Hinsichtlich der Vertragslaufzeit gilt es aber einige wichtige Aspekte zu kennen:
Die Versicherungen bieten auch kürzere Laufzeiten deutlich günstiger an. Je geringer das Ablaufalter, desto geringer ist auch das Risiko für den Versicherer, denn das Berufsunfähigkeitsrisiko steigt mit zunehmendem Alter überproportional an. So kann ein BU-Schutz bis 67 Jahre doppelt so teuer sein wie der Vertrag bis 60 Jahre. Trotzdem empfehlen die Experten vom Bund der Versicherten, dass man eine kürzere Laufzeit nur ausnahmsweise wählen sollte, wenn man konkreten Anlass zu der Annahme hat, bereits vorher wirtschaftlich ausreichend abgesichert zu sein.

Das Argument, die eingesparten Beiträge beim BU-Vertrag mit kürzerer Laufzeit dann für die Altersvorsorge zu nutzen, ist verführerisch aber auch riskant. Das mag funktionieren, wenn keine Berufsunfähigkeit eintritt oder erst kurz vor Ablauf des Vertrags und man somit jahrelang Zeit hatte, genug von dem eingesparten Geld anzuhäufen. Doch was ist, wenn die Berufsunfähigkeit unerwartet bereits dauerhaft im Alter von 30 Jahren eintritt? Dann fehlt die Zeit, um genug Geld nebenher anzusparen und wenn dann der Vertrag mit 60 Jahren ausläuft, oft auch das Einkommen, um die Jahre bis zum Rentenbeginn zu überbrücken.

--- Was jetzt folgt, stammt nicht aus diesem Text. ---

PR #4688, opened 2025-02-11
Fix detection of generic segfaults in V8

backes:
On non-sanitizer builds we just get the output `Received signal 11 <unknown> 000000000000` (see https://crbug.com/388616198).
This adjusts the regular expression for generic segfaults to detect this.


jonathanmetzman (approved):
lgtm

backes:
Thanks, Jonathan!

PR #4694, opened 2025-02-13
Ignore ABRT crashes due to Centipede timeouts.

letitz:
When Centipede detects a timeout, it sends `SIGABRT` to the runner process. If running an ASAN build with `handle_abort=2`, this causes the runner to crash with an ASAN report. ClusterFuzz should not try to parse that and treat it as an abort, it really is just a timeout.

Bug: https://crbug.com/396148611


src/clusterfuzz/stacktraces/constants.py
```diff
@@ -649,6 +649,7 @@
     'Security CHECK failure',
     'Security DCHECK failure',
     'Out-of-memory',
+    'Timeout',
```
jonathanmetzman, line 652: I'm a little nervous about this one, but I looked it up and it seems fine.

jonathanmetzman (approved):
lgtm

PR #4696, opened 2025-02-18
Resolve TypeError during FuzzContext creation

AashutoshMurthy:
This PR aims to resolve the following error:
`TypeError: bad argument type for built-in operation`

The value of `fuzzer_metadata` for the key `'issue_metadata'` is a `dict`, it should be a `str`.


jonathanmetzman:
I think this needs more thought. We are returning a dict elsewhere, do all users of this need a string.

AashutoshMurthy:
> I think this needs more thought. We are returning a dict elsewhere, do all users of this need a string? Why bother loading it.

I had a look at the usage of `issue_metadata`, and have summarised my findings in the chart below:

image

From this, I feel we can probably change the fix to convert `issue_metadata` from a `dict` to `str` in `fuzz_task.py`, as the same logic has been implemented elsewhere. Here's the [reference](https://github.com/google/clusterfuzz/commit/d6ce764a41d0d0208961fe3e88859637adc689f3) where `issue_metadata` is converted to a `str` using `json.dumps()` wherever needed.

jonathanmetzman:
> > I think this needs more thought. We are returning a dict elsewhere, do all users of this need a string? Why bother loading it.
> 
> I had a look at the usage of `issue_metadata`, and have summarised my findings in the chart below:
> 
> image
> 
> From this, I feel we can probably change the fix to convert `issue_metadata` from a `dict` to `str` in `fuzz_task.py`, as the same logic has been implemented elsewhere. Here's the [reference](https://github.com/google/clusterfuzz/commit/d6ce764a41d0d0208961fe3e88859637adc689f3) where `issue_metadata` is converted to a `str` using `json.dumps()` wherever needed.

Sure, let's do that.

jonathanmetzman (approved):
lgtm

PR #4698, opened 2025-02-19
Schedule fuzzing more aggressively

jonathanmetzman:
Try to avoid dips in fuzz tasks, especially when corpus pruning is scheduled.

### DIFF
--- a/src/clusterfuzz/_internal/cron/schedule_fuzz.py
+++ b/src/clusterfuzz/_internal/cron/schedule_fuzz.py
@@ -35,6 +35,10 @@ from clusterfuzz._internal.metrics import logs
 # TODO(metzman): Actually implement this.
 CPUS_PER_FUZZ_JOB = 2
 
+# Pretend like our CPU limit is 3% higher than it actually is so that we use the
+# full CPU capacity even when scheduling is slow.
+CPU_BUFFER_MULTIPLIER = 1.03
+
 
 def _get_quotas(creds, project, region):
   compute = discovery.build('compute', 'v1', credentials=creds)
@@ -72,7 +76,7 @@ def count_unacked(creds, project_id, subscription_id):
   return 0
 
 
-def get_available_cpus_for_region(creds, project: str, region: str) -> int:
+def get_cpu_limit_for_regions(creds, project: str, region: str) -> int:
   """Returns the number of available CPUs in the current GCE region."""
 
   quotas = _get_quotas(creds, project, region)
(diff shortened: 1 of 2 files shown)


src/clusterfuzz/_internal/cron/schedule_fuzz.py
```diff
@@ -258,24 +262,26 @@ def get_available_cpus(project: str, regions: List[str]) -> int:
   # Add up all queued and scheduled.
   region_counts = [sum(tup) for tup in region_counts]
   logs.info(f'Region counts: {region_counts}')
-  if region_counts[0] > 10000:
+  if region_counts[0] > 50_000:
```
vitorguidi, line 265: Can you extract this to a constant so it is easier to understand this is a tunable, from reading the top of the file?

src/clusterfuzz/_internal/cron/schedule_fuzz.py
```diff
@@ -258,24 +262,26 @@ def get_available_cpus(project: str, regions: List[str]) -> int:
...
-            f'occupied): {available_cpus}')
-  available_cpus = max(available_cpus - soon_occupied_cpus, 0)
+            f'occupied): {cpu_limit}')
+  available_cpus = max(cpu_limit - soon_occupied_cpus, 0)
 
-  # Don't schedule more than 10K tasks at once. So we don't overload batch.
-  print('len_regions', len(regions))
+  # Don't schedule more than 50K tasks at once. So we don't overload batch.
   # This number is arbitrary, but we aren't at full capacity at lower numbers.
   available_cpus = min(available_cpus, 50_000 * len(regions))
```
vitorguidi, line 283: Same constant as previous comment

src/clusterfuzz/_internal/cron/schedule_fuzz.py
```diff
@@ -258,24 +262,26 @@ def get_available_cpus(project: str, regions: List[str]) -> int:
...
   logs.info('Actually free CPUs (before subtracting soon '
-            f'occupied): {available_cpus}')
-  available_cpus = max(available_cpus - soon_occupied_cpus, 0)
+            f'occupied): {cpu_limit}')
+  available_cpus = max(cpu_limit - soon_occupied_cpus, 0)
 
-  # Don't schedule more than 10K tasks at once. So we don't overload batch.
-  print('len_regions', len(regions))
+  # Don't schedule more than 50K tasks at once. So we don't overload batch.
   # This number is arbitrary, but we aren't at full capacity at lower numbers.
```
vitorguidi, line 282: Is there any way we can reach out to batch to tune this algorithm, or request them to come with some sort of API that does what you are intending?

Also, some metrics on their side that would allow us to introspect into the task queue state, so this is less magical?

jonathanmetzman:
Test failure is old. Will fix later.

src/clusterfuzz/_internal/cron/schedule_fuzz.py
jonathanmetzman: I'll ask them!

jonathanmetzman: I'm having trouble imagining what the API would look like though.

PR #1166, opened 2016-01-11
Make SessionSetDb.get() a generator.

Rimbo:
Make the same change for SessionSetDb that's in SessionSetFiles: Make get() a generator, so that memory doesn't get blown out if there are 18 million sessions there to clean up.


mdipierro:
nice

PR #1193, opened 2016-02-21
Fixed a bug whereby calling 'delete_record()' on a row object caused …

CzechErface:
…an AttributeError.

The error is reproducible by creating an SQLFORM and specifying the 'deletable' parameter as a callback.  Upon deletion Web2Py will encounter an AttributeError because there is no such attribute of 'delete_record' for the 'record' object.  I simply copied the behavior of the block  where deletable is NOT callable by overwriting a single line of code.  This could be simplified, but I am not experienced enough with the DAL to do such a thing.


CzechErface:
I am new to open source contributions.  What can I do to increase the
coverage of my pull request?

PR #1195, opened 2016-02-23
fixes #1191

### LINKED ISSUE #1191: Scheduler - Prevent Drift and Failed Runs - Next Run Time not progressing.
Please refer to this thread over on the main web2py usergroup. https://groups.google.com/forum/#!topic/web2py/khykEwJJrmY

I believe that there is a bug in gluon/scheduler.py which is causing tasks that utilize the Prevent Drift option to run repeatedly when a run fails. Prevent Drift utilizes a times_run variable when calculating when the next run should occur, however when tasks do not complete successfully this count does not currently get incremented which means that the next run time doesn't get moved forward and thus the task just gets picked up again almost immediately.  Review of the relevant source code suggests to me that the error is occurring in the section between lines 911 and 932 and that a new line should be inserted between lines 930 & 931 to update the times_run value as is done on line 914 for successful runs.

```
#gluon/scheduler.py starting at line 911
        if task_report.status == COMPLETED:
            d = dict(status=status,
                     next_run_time=task.next_run_time,
                     times_run=task.times_run,
                     times_failed=0
                     )
            db(st.id == task.task_id).update(**d)
            if status == COMPLETED:
                self.update_dependencies(db, task.task_id)
        else:
            st_mapping = {'FAILED': 'FAILED',
                          'TIMEOUT': 'TIMEOUT',
                          'STOPPED': 'FAILED'}[task_report.status]
            status = (task.retry_failed
                      and task.times_failed < task.retry_failed
                      and QUEUED or task.retry_failed == -1
                      and QUEUED or st_mapping)
            db(st.id == task.task_id).update(
                times_failed=db.scheduler_task.times_failed + 1,
                next_run_time=task.next_run_time,
                times_run=task.times_run, #<-- Insert this line to fix
                status=status
            )

```
Please review this suggested bug fix and consider for inclusion.

niphlod:
fix is in lines 828-835 . needed to backport total_seconds for py2.6
(694-701).
everything else is just pep8.

### DIFF
--- a/gluon/scheduler.py
+++ b/gluon/scheduler.py
@@ -215,7 +215,7 @@ class JobGraph(object):
                 nested_dict = dict(
                     (item, (dep - ordered)) for item, dep in nested_dict.items()
                     if item not in ordered
-                    )
+                )
             assert not nested_dict, "A cyclic dependency exists amongst %r" % nested_dict
             db.commit()
             return rtn
@@ -297,7 +297,7 @@ def executor(queue, task, out):
             f = task.function
             functions = current._scheduler.tasks
             if not functions:
-                #look into env
+                # look into env
                 _function = _env.get(f)
             else:
                 _function = functions.get(f)
@@ -314,7 +314,7 @@ def executor(queue, task, out):
             vars = loads(task.vars, object_hook=_decode_dict)
             result = dumps(_function(*args, **vars))
         else:
-            ### for testing purpose only
+            # for testing purpose only
             result = eval(task.function)(
                 *loads(task.args, object_hook=_decode_dict),
                 **loads(task.vars, object_hook=_decode_dict))
@@ -663,7 +663,7 @@ class Scheduler(MetaScheduler):
             Field('traceback', 'text'),
             Field('worker_name', default=self.worker_name),
             migrate=self.__get_migrate('scheduler_run', migrate)
-            )
+        )
 
         db.define_table(
             'scheduler_worker',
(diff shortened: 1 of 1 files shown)


gluon/scheduler.py
```diff
@@ -817,11 +825,14 @@ def pop_task(self, db):
...
-        else:
-            next_run_time = task.start_time + datetime.timedelta(
-                seconds=task.period * times_run
             )
+        else:
+            # calc next_run_time based on available slots
+            # see #1191
+            secondspassed = self.total_seconds(now - task.start_time)
+            steps = secondspassed // task.period + 1
+            next_run_time += datetime.timedelta(seconds=task.period * steps)
```
bmeredyk: Nope. next_run_time hasn't even been used before so this will always cause an exception.

Should be this

`next_run_time = task.start_time + datetime.timedelta(seconds=task.period * steps)`

gluon/scheduler.py
```diff
@@ -912,7 +923,7 @@ def report_task(self, task, task_report):
             d = dict(status=status,
                      next_run_time=task.next_run_time,
                      times_run=task.times_run,
-                     times_failed=0
+                     # times_failed=0
```
bmeredyk: I don't think you really want this commented out. If times_failed doesn't get reset after each successful run then it becomes a cumulative failure counter over the task's entire lifetime so over time even very rare failures could cause the times_failed to surpass the allotted retries and the task to incorrectly land in the FAILED state.

bmeredyk:
Not quite ready for prime time. Two issues:

line 834 will always fail because next_run_time doesn't exist yet. should be 
```next_run_time = task.start_time + datetime.timedelta(seconds=task.period * steps)```

line 926 probably shouldn't be commented out else it is a cumulative failure counter and not just a count of failures since the last success.

niphlod:
okey. first issue is a huge mistake on my side, I removed too many lines before committing :°°D

second issue: I'd leave it there or not but looking closely it's another "misbehaviour" ? if a task is set to repeat until 5 failures happen (e.g. because it's a call to an API that costs you money every time you hit it, and you can't afford too many failures) why times_failed should be reset as soon as a task gets completed ?

bmeredyk:
Sure, I see your point on the failure count and retries but it also represents a big change from the behavior of previous versions. Changing the behavior now, even if documented in the book and announced on the user group, just seems like a change that is waiting to catch users off guard when a task suddenly goes FAILED even though it seems to have been running fine other than rare errors that went unnoticed.
I think given the difference from historic behavior if the change is implemented there should also be a new option to pick between the old behavior (default) and your proposed new one. A new boolean field for the tasks take and then a quick check of its value before the counter get updated after successful runs.

niphlod:
ok, will revert that bit. Then we can talk about new features to implement

niphlod:
voilà.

Auf Verlängerungsoption achten

Tipp: Wer plant, demnächst eine Berufsunfähigkeitsversicherung abzuschließen, sollte darauf achten, ob in den Versicherungsbedingungen eine Verlängerungsoption im Zuge einer Anpassung der Regelaltersgrenze in der gesetzlichen Rentenversicherung oder in einem Versorgungswerk enthalten ist. Denn wer jetzt 20 Jahre alt ist, kann nicht damit rechnen, dass für ihn im Alter noch die 67-Jahre-Grenze gilt.